Sunday, December 15, 2024

There is no there there

[4523 3rd Avenue, Sunset Park, Brooklyn, c. 1939–1941. From the NYC Municipal Archives Collections. Click for a much larger view.]

“When Commissioner Moses finds the surface of the earth too congested for one of his parkways, he lifts the road into the air and continues it on its way”: thus gushed The New York Times in 1941 on the creation of the Gowanus Parkway (later Expressway), a six-lane highway that wreaked havoc in Brooklyn’s Sunset Park neighborhood. Robert Caro tells the story in The Power Broker: Robert Moses and the Fall of New York, pages 520–525.

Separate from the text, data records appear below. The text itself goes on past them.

PR #422, opened 2024-04-30
feat: bundle and auto-load trusted setup

matthewkeil:
**Motivation**

Allows for easier initialization of library for Ethereum use cases.  Also bundles the trusted setup so that it does not need to be manually downloaded by consumers and stored separately.  Will simplify the `lodestar` use case.  Defaults to using the file passed by the user first.  If none is passed use the one found in the dist bundle (checks here for the prod case first).  If one is not found in the prod location fall back to the src location (for development purposes).  Still throws error if none is sourced (invalid bundle/build).

**Description of Changes**
- Bundle `trusted_setup.txt` with the c-kzg deps for node.js bindings
- Update `kzg.js` to functions to allow for passing a trusted setup or for loading the default setup from either the bundle or the repo src
- Export `getTrustedSetupFilepath` for testing purposes but do not announce via types file.
- Unit test `getTrustedSetupFilepath` to ensure proper loading.

### DIFF
--- a/bindings/node.js/README.md
+++ b/bindings/node.js/README.md
@@ -7,7 +7,7 @@ API. The core functionality was originally a stripped-down copy of
 since then. This package wraps that native `c-kzg` C code in C/C++ NAPI
 bindings for use in node.js applications.
 
-Spec: <https://github.com/ethereum/consensus-specs/blob/dev/specs/eip4844/polynomial-commitments.md>
+Spec: <https://github.com/ethereum/consensus-specs/blob/dev/specs/deneb/polynomial-commitments.md>
 
 ## Prerequisites
 
@@ -64,11 +64,11 @@ const isValid = verifyBlobKzgProofBatch(blobs, commitments, proofs);
  * ".txt" extension.
  *
  * Uses user provided location first. If one is not provided then defaults to
- * the official Ethereum mainnet setup from the kzg ceremony. Should only be
- * used for cases where the Ethereum official mainnet kzg setup is acceptable.
+ * the official Ethereum mainnet setup from the KZG ceremony. Should only be
+ * used for cases where the Ethereum official mainnet KZG setup is acceptable.
  *
  * @param {string | undefined} filePath - .txt/.json file with setup configuration
- * @default - If no string is passed the default trusted setup from the Ethereum kzg ceremony is used
+ * @default - If no string is passed the default trusted setup from the Ethereum KZG ceremony is used
  *
  * @throws {TypeError} - Non-String input
  * @throws {Error} - For all other errors. See error message for more info
--- a/bindings/node.js/README.md
+++ b/bindings/node.js/README.md
@@ -7,7 +7,7 @@ API. The core functionality was originally a stripped-down copy of
 since then. This package wraps that native `c-kzg` C code in C/C++ NAPI
 bindings for use in node.js applications.
 
-Spec: https://github.com/ethereum/consensus-specs/blob/dev/specs/eip4844/polynomial-commitments.md
+Spec: <https://github.com/ethereum/consensus-specs/blob/dev/specs/eip4844/polynomial-commitments.md>
 
 ## Prerequisites
 
@@ -56,14 +56,22 @@ const isValid = verifyBlobKzgProofBatch(blobs, commitments, proofs);
 
 ```ts
 /**
- * Sets up the c-kzg library. Pass in a properly formatted trusted setup file
- * to configure the library.  File must be in json format, see TrustedSetupJson
- * interface for more details, or as a properly formatted utf-8 encoded file.
+ * Initialize the library with a trusted setup file.
  *
- * @remark This function must be run before any other functions in this
- *         library can be run.
+ * Can pass either a .txt or a .json file with setup configuration. Converts
+ * JSON formatted trusted setup into the native format that the base library
+ * requires. The created file will be in the same as the origin file but with a
+ * ".txt" extension.
  *
- * @param {string} filePath - The absolute path of the trusted setup
+ * Uses user provided location first. If one is not provided then defaults to
+ * the official Ethereum mainnet setup from the kzg ceremony. Should only be
+ * used for cases where the Ethereum official mainnet kzg setup is acceptable.
+ *
+ * @param {string | undefined} filePath - .txt/.json file with setup configuration
+ * @default - If no string is passed the default trusted setup from the Ethereum kzg ceremony is used
+ *
+ * @throws {TypeError} - Non-String input
+ * @throws {Error} - For all other errors. See error message for more info
  */
 loadTrustedSetup(filePath: string): void;
 ```
--- a/bindings/node.js/binding.gyp
+++ b/bindings/node.js/binding.gyp
@@ -33,7 +33,7 @@
           ],
           "msbuild_settings": {
             "ClCompile": {
-              "ExceptionHandling": "/EHsc",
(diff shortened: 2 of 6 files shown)


bindings/node.js/lib/kzg.js
```diff
@@ -6,6 +6,28 @@ const fs = require("fs");
...
+ * used for cases where the Ethereum official mainnet kzg setup is acceptable.
+ *
+ * @returns {string | undefined} - Filepath for trusted_setup.txt if found
+ */
+function getDefaultTrustedSetupFilepath() {
+  const locationsToSearch = [
+    // check the production bundle case first (this file in lib)
+    path.resolve(__dirname, "..", "deps", "c-kzg", "trusted_setup.txt"),
+    // check the development in-repo case second (this file in bindings/node.js/lib)
+    path.resolve(__dirname, "..", "..", "..", "src", "trusted_setup.txt"),
```
asn-d6, line 21: Do we need this auto-detection logic? Why can't the user of the library always specify where the trusted setup is? Just worrying that the amount of `..` here makes this brittle.

What use cases are there, where someone loads a library and they don't know where the trusted setup file is, but the library knows?

bindings/node.js/README.md
```diff
@@ -7,7 +7,7 @@ API. The core functionality was originally a stripped-down copy of
 since then. This package wraps that native `c-kzg` C code in C/C++ NAPI
 bindings for use in node.js applications.
 
-Spec: https://github.com/ethereum/consensus-specs/blob/dev/specs/eip4844/polynomial-commitments.md
+Spec: <https://github.com/ethereum/consensus-specs/blob/dev/specs/eip4844/polynomial-commitments.md>
```
jtraglia, line 10: Can we fix this link too?
```suggestion
Spec: <https://github.com/ethereum/consensus-specs/blob/dev/specs/deneb/polynomial-commitments.md>
```

bindings/node.js/lib/kzg.js
```diff
@@ -31,19 +53,49 @@ function transformTrustedSetupJson(filePath) {
...
+ *
+ * @param {string} filePath - User provided filePath to check for trusted setup
+ *
+ * @returns {string} - Location of a trusted setup file. Validity is checked by
+ *                     the native bindings.loadTrustedSetup
+ *
+ * @throws {TypeError} - Invalid file type
+ * @throws {Error} - Invalid location or no default trusted setup found
+ *
+ * @remarks - This function is only exported for testing purposes.  It should
```
jtraglia, line 69: Double space between sentences should be removed.
```suggestion
 * @remarks - This function is only exported for testing purposes. It should
```

bindings/node.js/lib/kzg.js
```diff
@@ -31,19 +53,49 @@ function transformTrustedSetupJson(filePath) {
...
-bindings.loadTrustedSetup = function loadTrustedSetup(filePath) {
-  if (!(filePath && typeof filePath === "string")) {
-    throw new TypeError("must initialize kzg with the filePath to a txt/json trusted setup");
-  }
-  if (!fs.existsSync(filePath)) {
-    throw new Error(`no trusted setup found: ${filePath}`);
+/**
+ * Gets location for trusted setup file. Uses user provided location first. If
+ * one is not provided then defaults to the official Ethereum mainnet setup from
+ * the kzg ceremony.
```
jtraglia, line 59: Nit: in the new code/comments, can we replace "kzg" with "KZG"? Except for "c-kzg" of course.
```suggestion
 * the KZG ceremony.
```

jtraglia (commented):
This seems reasonable to me. I like that users can still specify a trusted setup.

bindings/node.js/README.md
matthewkeil: Updated.

bindings/node.js/lib/kzg.js
matthewkeil: Updated it here and in all other locations "kzg" was in the docs and docstrings.

bindings/node.js/lib/kzg.js
matthewkeil: Updated.

jtraglia:
@matthewkeil what does "enabling exceptions" do exactly and what are the implications?

bindings/node.js/lib/kzg.js
matthewkeil: > Do we need this auto-detection logic? Why can't the user of the library always specify where the trusted setup is? Just worrying that the amount of .. here makes this brittle.

Sadly yes.  This an unfortunate pattern that shows up often in JS repos.  Generally src and artifacts are found in different places and usually prod code runs with artifacts (using transpiled JS) and unit test use src file running with pure TypeScript code and  `ts-node` under the hood somewhere.

> What use cases are there, where someone loads a library and they don't know where the trusted setup file is, but the library knows?

If a consumer/user supplies a value and it is invalid the library will throw and will not load a default config.  This way the consumer will not end up inadvertently loading a setup they were not expecting to load.  The default versions are ONLY used if no location is passed to the `loadTrustedSetup` function.

bindings/node.js/binding.gyp
```diff
@@ -28,15 +29,18 @@
           "sources": ["deps/blst/build/win64/*-x86_64.asm"],
           "defines": [
             "_CRT_SECURE_NO_WARNINGS",
+            "_HAS_EXCEPTIONS=1"
           ],
           "msbuild_settings": {
             "ClCompile": {
+              "ExceptionHandling": "Sync",
```
matthewkeil, line 36: @jtraglia @asn-d6 I think this is the correct value here but would love a double check.  There is also an option for `SyncCThrow` but the docs recommend `Sync`.

https://learn.microsoft.com/en-us/visualstudio/msbuild/cl-task?view=vs-2022
https://learn.microsoft.com/en-us/cpp/build/reference/eh-exception-handling-model?view=msvc-170

bindings/node.js/lib/kzg.js
asn-d6: > @asn-d6 sadly yes. This an unfortunate pattern that shows up often in JS repos. Generally src and artifacts are found in different places and usually prod code runs with artifacts (using transpiled JS) and unit test use src file running with pure TypeScript code and ts-node under the hood somewhere.

Hm. It's still not clear to me why we can't have prod code and unit tests always pass the right file path to the `loadTrustedSetup` function. This way, we could remove this `getDefaultTrustedSetupFilepath()` function and simplify the code.

jtraglia:
@matthewkeil thanks for the explanation. I think this is a bit over my head. Could you split the exception changes into a separate PR and ask a teammate (or just someone that would know) to review it?

matthewkeil:
@jtraglia exceptions moved to #423

jtraglia (approved):
LGTM. Thanks for making those changes!

bindings/node.js/lib/kzg.js
matthewkeil: I will see what I can do to simplify things.  This is how I've learned to do an how I've always done it.  Will have to double check that I catch all the edge cases to make sure it works everywhere.  Stay-tuned @asn-d6.  Will try to get this pushed tomorrow morning (is almost midnight here).

matthewkeil: Will do!!  Sorry @asn-d6 will get this up asap

matthewkeil: Updated in https://github.com/ethereum/c-kzg-4844/pull/424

This building, at the southeast corner of 46th Street and 3rd Avenue, was one of many that were destroyed to make room for the parkway. The first rowhouse that followed this corner building was also destroyed: the block now begins with the rowhouse with the bow window. Look at this corner in Google Maps and you can see that it’s as if buildings have been sheared away.

I think of the kid in knickers as a silent witness to a neighborhood’s destruction.

*

A reader tracked down the pharmacist: Dr. Max Korowitz, who had been at this address since 1916. In 1936, he was the subject of an article in The Brooklyn Eagle.

Related reading
All OCA More photographs from the NYC Municipal Archives posts (Raindrop.io)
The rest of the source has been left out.